The Proto TT is the most boring board I have ever ridden - no pop.
I would definitely get a Funslinger for the type of riding you do - much better than the Proto.

Lib Tech TRS is a fun board. But it has an extruded base for a sintered base price, and no, you don't need magnetraction for where you plan to ride. GNU Space Case is the better choice for your riding style.

I haven't ridden the other two boards on your list.


----------



## BuckarooBanzai (Feb 2, 2017)

This guy's video reviews might be helpful based on the boards you are looking at and others are suggesting: Find Snowboard Reviews - Board Archive


----------



## Andi7808 (Sep 15, 2016)

I have ridden all of this boards , proto type two is the best ! Very , very fun board and 3 times more pop than trs . Trs is dead under your feat ! 

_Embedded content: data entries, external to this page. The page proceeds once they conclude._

PR #1166, opened 2023-11-06
server, client: connectRPCObject for web api clients

bjia56:
Uses a new engine.io endpoint to serve as the transport for connectRPCObject requests coming from the web client.

### DIFF
--- a/packages/client/src/index.ts
+++ b/packages/client/src/index.ts
@@ -749,7 +749,7 @@ export async function connectScryptedClient(options: ScryptedClientOptions): Pro
                         const serializer = createRpcDuplexSerializer({
                             write: data => clusterPeerSocket.send(data),
                         });
-                        clusterPeerSocket.on('message', data => serializer.onData(Buffer.from(data)));
+                        clusterPeerSocket.on('message', data => serializer.onData(data));
 
                         const clusterPeer = new RpcPeer(clientName || 'engine.io-client', "cluster-proxy", (message, reject, serializationContext) => {
                             try {
@@ -759,7 +759,7 @@ export async function connectScryptedClient(options: ScryptedClientOptions): Pro
                                 reject?.(e);
                             }
                         });
-                        serializer.setupRpcPeer(rpcPeer);
+                        serializer.setupRpcPeer(clusterPeer);
                         clusterPeer.tags.localPort = 65535 + 1; // beyond max port number
                         peerReady = true;
                         return { clusterPeer, clusterSecret };
--- a/packages/client/src/index.ts
+++ b/packages/client/src/index.ts
@@ -12,7 +12,7 @@ import { MediaObject } from '../../../server/src/plugin/mediaobject';
 import { attachPluginRemote } from '../../../server/src/plugin/plugin-remote';
 import { ClusterObject, ConnectRPCObject } from '../../../server/src/plugin/plugin-remote-worker';
 import { RpcPeer } from '../../../server/src/rpc';
-import { createRpcDuplexSerializer, createRpcSerializer } from '../../../server/src/rpc-serializer';
+import { createDuplexRpcPeer, createRpcDuplexSerializer, createRpcSerializer } from '../../../server/src/rpc-serializer';
 import packageJson from '../package.json';
 import { isIPAddress } from "./ip";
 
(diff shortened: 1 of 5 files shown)


packages/client/src/index.ts
```diff
@@ -9,11 +10,14 @@ import { DataChannelDebouncer } from "../../../plugins/webrtc/src/datachannel-de
 import type { IOSocket } from '../../../server/src/io';
 import { MediaObject } from '../../../server/src/plugin/mediaobject';
 import { attachPluginRemote } from '../../../server/src/plugin/plugin-remote';
+import { ClusterObject, ConnectRPCObject } from '../../../server/src/plugin/plugin-remote-worker';
 import { RpcPeer } from '../../../server/src/rpc';
 import { createRpcDuplexSerializer, createRpcSerializer } from '../../../server/src/rpc-serializer';
 import packageJson from '../package.json';
 import { isIPAddress } from "./ip";
 
+const connectRPCObjectPlaceholderPort = 65535 + 1; // beyond max port number
```
koush, line 19: This should be unique to this client so as to not cause conflicts between multiple web clients.

koush: Does not need to be a number. I think the signature should be come sourcePeerId

packages/client/src/index.ts
```diff
@@ -707,6 +711,96 @@ export async function connectScryptedClient(options: ScryptedClientOptions): Pro
...
+                    const eioEndpoint = baseUrl ? new URL(eioPath, baseUrl).pathname : '/' + eioPath;
+                    const clusterPeerOptions = {
+                        path: eioEndpoint,
+                        query: {
+                            cacehBust,
+                        },
+                        withCredentials: true,
+                        extraHeaders: {
+                            ...extraHeaders,
+                            "x-scrypted-clusterobject-port": `${port}`,
```
koush, line 729: send this as a query parameter. server parse/require it.

packages/client/src/index.ts
```diff
@@ -707,6 +711,96 @@ export async function connectScryptedClient(options: ScryptedClientOptions): Pro
...
+
+        const connectRPCObject = async (value: any) => {
+            const clusterObject: ClusterObject = value?.__cluster;
+            const { port, proxyId, source } = clusterObject;
+
+            try {
+                const clusterPeerPromise = ensureClusterPeer(port);
+                const { clusterPeer, clusterSecret } = await clusterPeerPromise;
+                // this object is already connected
+                if (clusterPeer.tags.localPort === connectRPCObjectPlaceholderPort)
```
koush, line 789: The check should be `source` not `connectRPCObjectPlaceholderPort`.

koush: Actually this check can be removed altogether. This client will never create objects that are reachable on demand, because there's no way to reach this client on demand.

packages/client/src/index.ts
```diff
@@ -707,6 +711,96 @@ export async function connectScryptedClient(options: ScryptedClientOptions): Pro
...
+                })();
+                clusterPeers.set(port, clusterPeerPromise);
+            }
+            return clusterPeerPromise;
+        };
+
+
+        const connectRPCObject = async (value: any) => {
+            const clusterObject: ClusterObject = value?.__cluster;
+            const { port, proxyId, source } = clusterObject;
```
koush, line 783: clusterObject may be undefined.

koush: the resolveObject function is missing here too, that is used to prevent connect from being called multiple times on the same object resulting in duplication.

packages/client/src/index.ts
koush: actually:

```ts
                if (clusterPeer.tags.localPort === source)
```

is the correct check (as per upstream)

koush:
uhh disregard that change, didn't realize I was working in your branch.

koush:
ok backed it out with a force push, pretty sure this was the state before I clobbered your stuff.

packages/client/src/index.ts
```diff
@@ -707,6 +711,110 @@ export async function connectScryptedClient(options: ScryptedClientOptions): Pro
             .map(id => systemManager.getDeviceById(id))
             .find(device => device.pluginId === '@scrypted/core' && device.nativeId === `user:${username}`);
 
+        const clusterPeers = new Map<number, Promise<{ clusterPeer: RpcPeer, clusterSecret: string }>>();
+        const ensureClusterPeer = (port: number) => {
+            let clusterPeerPromise = clusterPeers.get(port);
+            if (!clusterPeerPromise) {
+                clusterPeerPromise = (async () => {
+                    const eioPath = 'engine.io/connectRPCObject';
+                    const eioEndpoint = baseUrl ? new URL(eioPath, baseUrl).pathname : '/' + eioPath;
```
koush, line 720: Should use relative paths. Home assistant will rehost Scrypted's web interface on a sub path.

packages/client/src/index.ts
```diff
@@ -9,11 +10,14 @@ import { DataChannelDebouncer } from "../../../plugins/webrtc/src/datachannel-de
 import type { IOSocket } from '../../../server/src/io';
 import { MediaObject } from '../../../server/src/plugin/mediaobject';
 import { attachPluginRemote } from '../../../server/src/plugin/plugin-remote';
+import { ClusterObject, ConnectRPCObject } from '../../../server/src/plugin/plugin-remote-worker';
```
koush, line 13: This import pulls in a whole bunch of dependencies. You must use `import type` to prevent that. Ideally, these types maybe ought to live in their own .ts file.

server/src/runtime.ts
```diff
@@ -114,7 +126,7 @@ export class ScryptedRuntime extends PluginHttp<HttpPluginData> {
             this.shellHandler(req, res);
         });
 
-        this.shellio.on('connection', connection => {
+        this.shellIO.on('connection', connection => {
```
koush, line 129: For the sake of a minimal diff, leave this casing be. We'll be removing this endpoint anyways.

packages/client/src/index.ts
```diff
@@ -9,11 +10,14 @@ import { DataChannelDebouncer } from "../../../plugins/webrtc/src/datachannel-de
...
 import { RpcPeer } from '../../../server/src/rpc';
 import { createRpcDuplexSerializer, createRpcSerializer } from '../../../server/src/rpc-serializer';
 import packageJson from '../package.json';
 import { isIPAddress } from "./ip";
 
+const sourcePeerId = [...new Array(8)].map(() => RpcPeer.RANDOM_DIGITS.charAt(Math.floor(Math.random() * RpcPeer.RANDOM_DIGITS.length))).join('');
```
koush, line 19: Could make RpcPeer.generateId() static, and then call that rather than copy this bit.

server/src/plugin/connect-rpc-object.ts
```diff
@@ -0,0 +1,30 @@
...
+    source: number;
+}
+
+export type ConnectRPCObject = (id: string, secret: string, sourcePeerPort: number) => Promise<any>;
+
+/*
+ * Handle incoming connections that will be
+ * proxied to a connectRPCObject socket.
+ */
+export function setupConnectRPCObjectProxy(clusterSecret: string, port: number, connection: Socket & IOSocket) {
```
koush, line 18: I think you mean Socket | IOSocket

PR #1170, opened 2023-11-09
server, client: send full ClusterObject on new eio endpoint

bjia56:
Also changes the checksums computed on the python side to be symmetric to node's signatures (both now use base64 encoding).


server/src/runtime.ts
```diff
@@ -163,7 +163,18 @@ export class ScryptedRuntime extends PluginHttp<HttpPluginData> {
                 res.end();
                 return;
             }
-            if (!req.query.port) {
+            if (!req.query.clusterObject) {
```
koush, line 166: couple things I'm just now noticing:

the act check above is not necessary, non-admin users should be able to access this API.

the cluster object validity check should be done below when the connection is initiated. return some error json and terminate the connection there.

I think this whole handler can then be removed.

bjia56: Ok, sounds good will update

PR #1171, opened 2023-11-11
client, server, core: Add StreamService interface and TerminalService device

bjia56:
- Add a new StreamService interface to connect bidirectional streams with AsyncGenerators
- Add a new TerminalService device to core plugin to replace existing server shell functionality
- Update client, ui to use new TerminalService device over connectRPCObject


common/src/async-queue.ts
```diff
@@ -34,6 +35,15 @@ export function createAsyncQueue<T>() {
             throw ended;
     }
 
+    const peek = () => {
+        if (queued.length) {
```
koush, line 39: No changes should be necessary in this queue, calling clear or dequeue is sufficient. Catch any errors if you need to..

plugins/core/src/terminal-service.ts
```diff
@@ -0,0 +1,43 @@
...
+import { BufferedBuffer } from '@scrypted/common/src/buffered-buffer';
+
+export const TerminalServiceNativeId = 'terminalservice';
+
+export class TerminalService extends ScryptedDeviceBase implements StreamService {
+    async connectStream(input: AsyncGenerator<any, void>): Promise<AsyncGenerator<any, void>> {
+        const spawn = require('node-pty-prebuilt-multiarch').spawn as typeof ptySpawn;
+        const cp: IPty = spawn(process.env.SHELL, [], {});
+        const buffer = new BufferedBuffer();
+        buffer.onClose(() => cp.kill());
```
koush, line 12: This is unnecessary and also racey. on end will be called before the queue is flushed.

common/src/buffered-buffer.ts
```diff
@@ -0,0 +1,55 @@
...
+    onClose(fn: Function) {
+        this.queue.onEnd(fn);
+    }
+
+    /**
+     * The returned AsyncGenerator will concatenate together
+     * sequential Buffers, but leave strings unchanged.
+     */
+    async *generator(): AsyncGenerator<Buffer | string, void> {
+        while (!this.queue.ended) {
```
koush, line 29: I think what you want here is clear, followed by a concat.

koush: If clear results in empty set, then await dequeue

common/src/buffered-buffer.ts
```diff
@@ -0,0 +1,55 @@
+import { createAsyncQueue } from "./async-queue"
+
+const MAX_BUFFERED_BUFFER = 100;
```
koush, line 3: It’s possible to use a running total. When you awaiting an enqueue lets you know when it is dequeued. Can maintain a tally.

100 1 byte packets would trigger a disconnect here.

common/src/buffered-buffer.ts
bjia56: Reasoning for doing it this way iteratively is to keep string messages intact but concat all buffers. A clear would then need an iteration through the list to find if there's a string, concat elements before the string, then requeue the rest of the list

koush: only the client side sends strings I think. it would probably be easier to follow by removing this this abstracted bufferedbuffer altogether and use the async queue directly on both sides.

plugins/core/src/terminal-service.ts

Sent from my iPad using Tapatalk Pro


----------



## MMSlasher (Mar 18, 2016)

Search these forums for the Proto, it seems like a common complaint is that the board has no pop unlike what Andi above me said. I've never ridden it, but it sounds like you want some pop.


----------



## Andi7808 (Sep 15, 2016)

Ripsaw profile of never summer has more aggressive camber than xc2 and c2 of Marvin , and logical ripsaw profile has more pop than xc2 profile !


Sent from my iPad using Tapatalk Pro


----------



## pointblank (Feb 26, 2015)

I would get the Huck Knife or the Custom Twin in purepop Camber not flying V. Loads of pop on these boards.


----------



## Phedder (Sep 13, 2014)

Andi7808 said:


> I have ridden all of this boards , proto type two is the best ! Very , very fun board and 3 times more pop than trs . Trs is dead under your feat !
> 
> 
> Sent from my iPad using Tapatalk Pro


How many days on your Proto TT? At first I thought the pop was okay, but after 15 days or so it just became more and more work to get any kind of return from it. Good all-around snowboard in many aspects, pop is not one of them. 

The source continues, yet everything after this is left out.